Focus: The anxiety-provoking stress of multitasking is over. Multitasking and anxiety go hand in hand. We don’t know which comes first, but we do know they amplify each other. With the Upgrade, we do one thing at a time. This isn’t a deficit. It means you will become more engaged, more thorough, better able to concentrate. It means by being able to keep your eye on the prize, you can be more effective than you’ve ever been in your life; and you will no longer hesitate to tell someone who is interrupting your flow to come back later.
Validation from within: The great benefit of the cloak of invisibility of age is that we find our authenticity within. No longer driven by fertility hormones to seek external approval, we behave differently and others respond to us differently. Many find that men will listen to us not because of how we look but because of our wisdom and experience.
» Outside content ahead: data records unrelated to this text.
PR #1359, opened 2020-12-17
TLB shootdowns

sanderssj:
This PR implements TLB shootdowns. The page invalidate interface has been modified
so that page invalidates are batched up using a new tracking structure called a
flush_entry. A finite number of flush_entry structs are created at startup so they can be
allocated without going through any heap allocators. The existing calls to page_invalidate
now take a pointer to a flush_entry, which is passed in to the page walkers. When all the
addresses have been added, a call to page_invalidate_sync is made which assigns a
generation number to the flush_entry and adds it to a central linked list. It then fires off
the flush ipi and processes the flush_entry list on the calling cpu. If there are more than
a certain number of addresses to invalidate then a full tlb flush (cr3 reload) is performed.
A refcount on the flush_entry tracks cpu progress, and when the last cpu processes the
flush_entry then a service thunk is queued to runqueue. This service routine processes
the flush_entry list, removing completed entries and running their completion thunks. It
also processes any completion thunks stored on a separate queue from flush_entries
that had no pages to invalidate.

There is also a new simple read-write spinlock implementation to protect the flush_entry
list and allow cpus to process the list concurrently inside of the flush interrupt. It builds
on the existing spinlock data and functions.

### DIFF
--- a/src/x86_64/flush.c
+++ b/src/x86_64/flush.c
@@ -2,51 +2,62 @@
 #include <page.h>
 #include <apic.h>
 
-// in order to keep SMP_TEST conditionalized
 static boolean initialized = false;
-static queue flush_queue;
 static int flush_ipi;
 static heap flush_heap;
 
-typedef struct flush_entry {
-    struct refcount r;
-    u64 page; // or INVALID_ADDRESS for a full flush
-} *flush_entry;
 
 static void invalidate (u64 page)
 {
-    asm volatile("invlpg (%0)" :: "r" (page) : "memory");            
+    asm volatile("invlpg (%0)" :: "r" (page) : "memory");
+}
+
+static void _flush_handler(void)
+{
+    cpuinfo ci = current_cpu();
+    void *p;
+    while ((p = dequeue(ci->inval_queue)) != INVALID_ADDRESS) {
+        invalidate((u64)p);
+    }
 }
 
 closure_function(0, 0, void, flush_handler)
 {
-    flush_entry f = queue_peek(flush_queue);
-    if (f->page == INVALID_PHYSICAL) {
-        flush_tlb();
-    } else {
-        invalidate(f->page);
-    }
-    if (refcount_release(&f->r))
-        deallocate(flush_heap, dequeue(flush_queue), sizeof(struct flush_entry));
+    _flush_handler();
 }
 
-void page_invalidate(u64 p, thunk completion)
+
+void page_invalidate(u64 p)
 {
     if (initialized) {
-        flush_entry f = allocate(flush_heap, sizeof(struct flush_entry));
-        init_refcount(&f->r, total_processors, completion);
-        enqueue(flush_queue, f);
-        // we can choose to delay/amortize this
-        apic_ipi(TARGET_EXCLUSIVE_BROADCAST, 0, flush_ipi);        
+        for (int i = 0; i < total_processors; i++) {
+            while (!enqueue(cpuinfos[i].inval_queue, (void *)p))
+                page_invalidate_sync(ignore);
+        }
     } else {
         invalidate(p);
-        apply(completion);
     }
 }
+
+void page_invalidate_sync(thunk completion)
+{
+    if (initialized) {
+        u64 flags = irq_disable_save();
+        int id = current_cpu()->id;
+        for (int i = 0; i < total_processors; i++) {
+            if (i != id)
+                apic_ipi(i, 0, flush_ipi);
+        }
+        _flush_handler();
+        irq_restore(flags);
+    }
+
+    if (completion)
+        apply(completion);
+    }
 
 void init_flush(heap h)
 {
-    flush_queue = allocate_queue(h, 128);
     flush_ipi = allocate_interrupt();
     register_interrupt(flush_ipi, closure(h, flush_handler), "flush ipi");
     flush_heap = h; // xxx - not really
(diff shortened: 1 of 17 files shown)


francescolavra (commented):
Looks good to me

src/x86_64/flush.c
```diff
@@ -2,54 +2,226 @@
...
+    while (ci->inval_gen != inval_gen) {
+        word oldgen = ci->inval_gen;
+        ci->inval_gen = inval_gen;
+        list_foreach(&entries, l) {
+            flush_entry f = struct_from_list(l, flush_entry, l);
+            if (f->gen <= oldgen)
+                continue;
+            if (f->gen > ci->inval_gen)
+                break;
+            if ((f->cpu_mask & U64_FROM_BIT(ci->id)) == 0)
```
wjhun, line 69: I'm curious why it's necessary to cpu_mask here, or why keeping the mask is necessary (aside from debugging and assertion). I thought the refcount takes care of accounting, and if f->gen > oldgen then the page could not have already been invalidated on this cpu...not sure if I'm missing something here.

src/x86_64/flush.c
```diff
@@ -2,54 +2,226 @@
...
+
+/* must be called with interrupts off */
+static void _flush_handler(void)
 {
-    flush_entry f = queue_peek(flush_queue);
-    if (f->page == INVALID_PHYSICAL) {
+    cpuinfo ci = current_cpu();
+    /* Each generation has at least one page, so if the gen difference is
+     * greater than FLUSH_THRESHOLD, just do a full tlb flush */
+    boolean full_flush = inval_gen - ci->inval_gen > FLUSH_THRESHOLD;
```
wjhun, line 57: Makes sense. It would be cool if there was a way to propagate full_flush backwards as well as forwards. So, for instance, when full_flush is set here, or later in the list traversal when f->flush is true, that would cause all previous entries in the list to be skipped and replaced with a flush for all other cpus, so they don't waste cycles invalidating pages when a flush is imminent. Two approaches come to mind: setting flush for all previous entries or keeping a global minimum generation number which is advanced to inval_gen whenever a full flush condition is met. Here, the full_flush assignment here would also be true if ci->inval_gen is less than this global minimum.

wjhun (approved):
Everything here looks great...my comments are nits, optimizations or general observations - I didn't see any major issues.

I like how the entries list works with the per-cpu generations, deferred cleanup, refcount completions, etc. Seems very elegant!

src/x86_64/flush.c
```diff
@@ -2,54 +2,226 @@
...
-        invalidate(p);
-        apply(completion);
+        if (completion)
+            apply(completion);
+    }
+}
+
+flush_entry get_page_flush_entry()
+{
+    if (initialized) {
```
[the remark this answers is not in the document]
sanderssj: The page flush code gets called before stage 3, so it has to have no-op versions, unfortunately.

src/x86_64/flush.c
sanderssj: I did this because I was thinking about a situation where if you knew a cpu wouldn't have the mapping you could avoid setting its bit and thus avoid the extra work on those cpus. However, that's not something we have today so I went ahead and removed this check since it's otherwise redundant.

src/x86_64/flush.c
```diff
@@ -2,54 +2,226 @@
...
+        flush_entry f = struct_from_list(l, flush_entry, l);
+        if (f->ref.c > 0)
+            continue;
+        list_delete(&f->l);
+        entries_count--;
+        if (trydefer) {
+            if (!enqueue(flush_completion_queue, f->completion))
+                apply(f->completion);
+        } else
+            apply(f->completion);
```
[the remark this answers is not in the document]
sanderssj: That's a great point, and definitely worthy of a comment. Added.

src/x86_64/flush.c
sanderssj: This is a great idea! I considered both ways you suggested, but decided to set flush on all the previous entries in the list because it happens in a single place with the flush_lock held. Keeping track of a full flush generation number would be happening with multiple cores concurrently traversing the list and updating the gen number. I think it would be too racy and full of cache thrashing.

src/x86_64/flush.c
```diff
@@ -2,54 +2,226 @@
...
+     * greater than FLUSH_THRESHOLD, just do a full tlb flush */
+    boolean full_flush = inval_gen - ci->inval_gen > FLUSH_THRESHOLD;
+
+    spin_rlock(&flush_lock);
+    while (ci->inval_gen != inval_gen) {
+        word oldgen = ci->inval_gen;
+        ci->inval_gen = inval_gen;
+        list_foreach(&entries, l) {
+            flush_entry f = struct_from_list(l, flush_entry, l);
+            if (f->gen <= oldgen)
```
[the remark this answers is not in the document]
sanderssj: I like the idea because I have seen one processor get hundreds of entries behind all the others, so being able to start mid-list would eliminate unnecessary traversal. However, when thinking through this, since the cpu would be tracking a list pointer that will eventually be removed when the list is cleaned up, it requires the cleaner to check every cpu to see if it has that pointer, and do this for every flush entry being removed. That sounds expensive enough that I'm not sure it will actually benefit, so I'm punting this for now. I think it's still worth investigating if we think of a good way to do it.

The return of fearlessness: In the Upgrade, the female brain is no longer stressed by its wiring being hormonally altered by 25 percent every month, and so the freedom to solidify its circuitry allows easier access to feelings of firmness and conviction unlike at any other time in a woman’s life. Less concerned than ever with pleasing others, women can use this moment to build a stronger and taller platform from which to see farther and speak out.
Expansiveness: As the window gets shut tightly on the hormone storm of the Transition, the brain circuits have the opportunity to quiet. The hormonal motor that drove the hamster wheel of worry is disconnected at this time, or at least you can now identify an off-ramp. If we learn to tune out everything that interrupts the quiet—judgment, self-flagellation, loops of rumination about situations past, present, and future—a new world of options opens up. The listening circuits for hearing your own mind as well as understanding the thoughts and feelings of others can be recruited. The brain circuits for gratefulness emerge, and knowing how to optimize them determines whether you age with vitality and curiosity or become prone to depression. Compassion for self and others activates joy circuits you never knew you had, and these positive moods create the basis for robust brain health.